Valeria Mesalina said:


> Todos vamos con retraso, mis queridos y admirados Nonstar, Nanon, Merquiades y Bondia.
> 
> ¡Hay huelga de controladores aéreos!


 
¡¡¿¿Otra vez??!!


----------



## Nanon

Valeria, acá lo que hay es nieve. La semana pasada se me atrasó un vuelo por el mal tiempo, perdí el otro vuelo y tuve que pasar casi 12 horas en un aeropuerto esperando. Lástima que aquel aeropuerto no era el tuyo. Hubiéramos podido conversar...
Imagínate el mensaje: "Atención, señoritas Nanon y Valeria Mesalina, favor presentarse en el mostrador de... ".


----------



## Valeria Mesalina

Bueno, así he conocido a más de un forero, Nanon . Esperando a pie de avión... yo soy la morenita delgaducha con gafas .


----------



## Nanon

Bueno, ya sé que cuando pase por Santiago ni siquiera tendré que avisarte... si alguien sale del avión corriendo hacia la morenita delgaducha con gafas para darle un besazo, ésa soy yo .


----------



## rusita preciosa

!Feliz cumpleaño, Valeria! 
Quédate chispeante como siempre eres!


----------



## bondia

Nanon said:


> Bueno, ya sé que cuando pase por Santiago ni siquiera tendré que avisarte... si alguien sale del avión corriendo hacia la morenita delgaducha con gafas para darle un besazo, ésa soy yo .


 
... o yo, con el permiso de Nanon


----------



## Valeria Mesalina

De paso que venís, chicas, si no es mucha molestia, ¿podríais traer a Clooney?. Después de daros un besazo a vosotras, le daré uno a él también .

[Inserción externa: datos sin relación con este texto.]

Issue #107, opened 2020-04-29
ConnectionResetError while doing multiple H2O runs


franchuterivera:
When H2O is initialized, it is done so in the same hostname/port.

If multiple runs for this framework are launched in parallel it causes a crash. For instance, ConnectionResetError(104, 'Connection reset by peer'))  happens on an H2OAutoML job called B, when a job A that was launched few mins before job B finishes and orders hostname:port to close the connection.

This issue tracks the proposal to isolate the H2OAutoML ports per run using the PID

PR #108, opened 2020-04-29
Fix port configuration in H2O for multiple runs

franchuterivera:
This request is related to #107 and it only makes sure that the h2o runs are isolated.

To do so we condition on the PID to build the port number.


frameworks/H2OAutoML/exec.py
```diff
@@ -36,7 +36,11 @@ def run(dataset: Dataset, config: TaskConfig):
         nthreads = config.framework_params.get('_nthreads', config.cores)
 
         log.info("Starting H2O cluster with %s cores, %sMB memory.", nthreads, config.max_mem_size_mb)
+        max_port_range = 49151
+        min_port_range = 1000
```
sebhrusen, line 40: I guess you wanted to limit to registered ports
```suggestion
        min_port_range = 1024
```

Rusita preciosa, I just know one word of Russian: печенье. I don't trust Google translate,  I can only say thank you so very much en English.


----------



## rusita preciosa

Valeria Mesalina said:


> Rusita preciosa, I just know one word of Russian: печенье. I don't trust Google translate, I can only say thank you so very much en English.


Mmmmm! Good word to know, Valeria! печенье = cookies. My birthday wish for you is some day to have a chance to share some with Clooney 
He'd stand on one knee and, looking admiringly into your eyes, would feed them to you one by one, slowly. You chose the falvor (and rest of this story)...


----------



## bondia

Valeria Mesalina said:


> De paso que venís, chicas, si no es mucha molestia, ¿podríais traer a Clooney?. Después de daros un besazo a vosotras, le daré uno a él también .
> 
> Bueeeno, a lo mejor ya no le quedarían fuerzas después de viajar tan lejos con nosotras...


----------



## Ishould haveknown

, ¿Y yo?. ¿Dónde estoy yo?. ¿Cómo no he visto este hilo antes?.

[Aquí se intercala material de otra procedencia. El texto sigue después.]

Issue #62, opened 2019-11-05
OpenML library upgrade


sebhrusen:

PGijsbers:
Does this mean raising the dependency from 0.7.0 to 0.10x?

sebhrusen:
last version I tried months ago was `0.9.0`, and there were some issues, so if `0.10.x` is available, we can try to switch directly to that one.

franchuterivera:
Hello! Is there any plan to move to a new opeml version alongside a new sklearn version? 
I ask because there are some new metrics in sklearn it would be nice to enable (Balanced accuracy).
I tried 0.10.2 and did not see any issues while moving, but please let me know!

sebhrusen:
Hey @franchuterivera, I'm definitely interested if you have a working branch (working with all current frameworks) with upgraded openml + sklearn.
Thanks!

franchuterivera:
ok, I have been running smoothly using:
https://github.com/openml/automlbenchmark/pull/129  --> based on 0.10.2

There are some frameworks  I don't run (like constant predictor, etc) so let me try them out and make sure... 

But at least with 0.10.2 I don't see a problem with the majority of frameworks. I will confirm shortly...

franchuterivera:
Please take a look at #129. I did not experience any problem while moving to the new openml benchmark version. Maybe some 0.9 problems that are now fixed.

All frameworks (except oboe) run smoothly. I need to debug (why oboe doesn't run) it on our end, but doesn't seem a problem with this transition.

Do notice that I am also fixing some typos I saw in the code and I am enabling balacc. I did not add it to the config but I would like to ask your opinion on that. Personally, i think balanced accuracy should be enabled. This means we have to tweak the frameworks for support on that. Let me know your thoughts

PR #129, opened 2020-05-23
Moving to new openml=0.10.2 version

franchuterivera:
Realted to OpenML library upgrade #62

### DIFF
--- a/amlb/results.py
+++ b/amlb/results.py
@@ -14,7 +14,7 @@ import numpy as np
 from numpy import nan, sort
 
 from .data import Dataset, DatasetType, Feature
-from .datautils import accuracy_score, confusion_matrix, f1_score, log_loss, mean_absolute_error, mean_squared_error, mean_squared_log_error, r2_score, roc_auc_score, read_csv, write_csv, is_data_frame, to_data_frame
+from .datautils import accuracy_score, confusion_matrix, f1_score, log_loss, balanced_accuracy_score, mean_absolute_error, mean_squared_error, mean_squared_log_error, r2_score, roc_auc_score, read_csv, write_csv, is_data_frame, to_data_frame
 from .resources import get as rget, config as rconfig, output_dirs
 from .utils import Namespace, backup_file, cached, datetime_iso, memoize, profile
 
@@ -319,7 +319,7 @@ class Result:
         if hasattr(self, metric):
             return getattr(self, metric)()
         # raise ValueError("Metric {metric} is not supported for {type}.".format(metric=metric, type=self.type))
-        log.warning("Metric %s is not supported for %s!", metric, type=self.type)
+        log.warning("Metric {} is not supported for {}!".format( metric, self.type))
         return nan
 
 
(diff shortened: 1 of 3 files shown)


amlb/results.py
```diff
@@ -319,7 +319,7 @@ def evaluate(self, metric):
         if hasattr(self, metric):
             return getattr(self, metric)()
         # raise ValueError("Metric {metric} is not supported for {type}.".format(metric=metric, type=self.type))
-        log.warning("Metric %s is not supported for %s!", metric, type=self.type)
+        log.warning("Metric {} is not supported for {}!".format( metric, self.type))
```
sebhrusen, line 322: FYI, this was not a typo, just a common practice to use the log formatter (here default printf-style) to avoid unnecessary string interpolation (e.g. if log level is not enabled).
I agree that the benefit is close to 0 here, but I mainly do this for consistency in all log statements.

amlb/results.py
```diff
@@ -357,8 +357,7 @@ def acc(self):
         return float(accuracy_score(self.truth, self.predictions))
 
     def balacc(self):
-        # return float(balanced_accuracy_score(self.truth, self.predictions))
-        pass
+        return float(balanced_accuracy_score(self.truth, self.predictions))
```
sebhrusen, line 360: yes, you can enable now that the `sklearn` version is supporting this.

> I did not add it to the config but I would like to ask your opinion on that.

I don't think it's necessary to add it to the default `config.yaml`.
What I should add there though, is the list of all supported metrics, as a comment to each `benchmark.metrics` entry, so that users can decide which metrics they can use:
1. as an objective function  for the automl frameworks.
2. as a result metric to compare the predictions.
I also need to improve documentation regarding those metrics, here is how it works:
```
metrics: 
    binary: ['auc', 'logloss', 'acc']`
    multiclass: ['logloss', 'acc']
    regression: ['rmse', 'r2']
```
means that the objective functions given to the frameworks are respectively `auc`, `logloss` and `rmse` (the first of each list).
Those objective metrics are also the metric used for the `result` metric column.
But ALL listed metrics (for a given problem) are computed from the predictions and available as additional information to compare the results.

> Personally, i think balanced accuracy should be enabled. This means we have to tweak the frameworks for support on that.

I don't know if many frameworks will support `balanced accuracy` as an objective function, most likely some of them would need to fallback to another metric, probably `accuracy`.
I just know that H2O's equivalent as an objective function (leading to same behaviour at least) would be `mean_per_class_error`.

amlb/results.py
franchuterivera: Sorry for the misunderstanding, but I am talking about the type argument. Specifically:
>>> import logging
>>> log = logging.getLogger()
>>> metric = 'bacloss'
>>> log.warning("Metric %s is not supported for %s!", metric, type='example')
  File "<stdin>", line 1, in <module>
  File "/usr/lib/python3.6/logging/__init__.py", line 1320, in warning
    self._log(WARNING, msg, args, **kwargs)
**TypeError: _log() got an unexpected keyword argument 'type'**

amlb/results.py
franchuterivera: understood, here I just enable it so that the users can overwrite the metrics through there config file (and balanced accuracy is an option, not I don't think it is the case)!

amlb/results.py
sebhrusen: oh right, my bad! Didn't even notice.  Good catch, thx!

sebhrusen:
merging it, I'll upgrade some reference framework versions (using sklearn directly) in a separate PR.
thx again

Valeria, siento muchísimo no haberme pasado por aquí antes, todavía no me lo explico. 
Llegando tan tarde sólo puedo desearte que pases un año estupendo.


----------



## Peón

Aunque llego para juntar lo que quedó de la fiesta, mejor tarde que nunca. Desde las estepas del Plata: ¡muchas felicidades Valeria!


----------



## speedier

Ishould haveknown said:


> , ¿Y yo?. ¿Dónde estoy yo?. ¿Cómo no he visto este hilo antes?.
> 
> Valeria, siento muchísimo no haberme pasado por aquí antes, todavía no me lo explico.
> Llegando tan tarde sólo puedo desearte que pases un año estupendo.

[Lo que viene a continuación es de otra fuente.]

PR #138, opened 2020-05-28
KeyboardInterrupt should interrupt the entire benchmark

sebhrusen:
reviewed too broad usages of except (catching BaseException only to ensure that subprocesses can be cleaned).

ensure that one single  KBI allows to safely stop all running instances in AWS mode.

### DIFF
--- a/amlb/benchmark.py
+++ b/amlb/benchmark.py
@@ -420,7 +420,8 @@ class BenchmarkTask:
             result = ErrorResult(e)
         finally:
             self._dataset.release()
-            meta_result = meta_result or {}
-            meta_result['params'] = task_config.framework_params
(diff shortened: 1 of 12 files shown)


amlb/benchmark.py
```diff
@@ -420,7 +420,8 @@ def run(self, framework, framework_name):
             result = ErrorResult(e)
         finally:
             self._dataset.release()
-            meta_result = meta_result or {}
-            meta_result['params'] = task_config.framework_params
-            return results.compute_scores(framework_name, task_config.metrics, result=result, meta_result=meta_result)
```
sebhrusen, line 425: this nasty `return` in `finally` block was swallowing KBI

You got here just in time Ishould, because there's some bloke drinking everything in sight and we need someone like you to give him a good sorting out.
PS.  Valeria is up on the roof again.


----------



## chamyto

Happy birthday ( though a bit late )

By the way , all the foreros forgot mine .


----------



## bondia

chamyto said:


> Happy birthday ( though a bit late )
> 
> By the way , all the foreros forgot mine .


 
Tell me when it is, and I'll make a BIG note in my blue/black tooth/berry or whatever! Si te sirve de consuelo, del mio sólo se acordaron 2...


----------



## Valeria Mesalina

Speedier, I should be drinking with that bloke, and not Ishould!

Muchísimas gracias por vuesros buenos deseos, Ishould, Peón, y Chamyto... si no sabemos cuándo es tu cumple, ¿cómo vamos a felicitarte por tu cumple?


----------



## chamyto

bondia said:


> Tell me when it is, and I'll make a BIG note in my blue/black tooth/berry or whatever! Si te sirve de consuelo, del mio sólo se acordaron 2...


 
8th December 1979 .


----------



## Soledad Medina

Me uno a este encantador grupo de amigos para desearte un cumpleaños lleno de lindas sorpresas.  Eres una forera inteligente, agradable y generosa ... realmente un orgullo de WR.  Que Dios te bendiga.
Un abrazo
Soledad


----------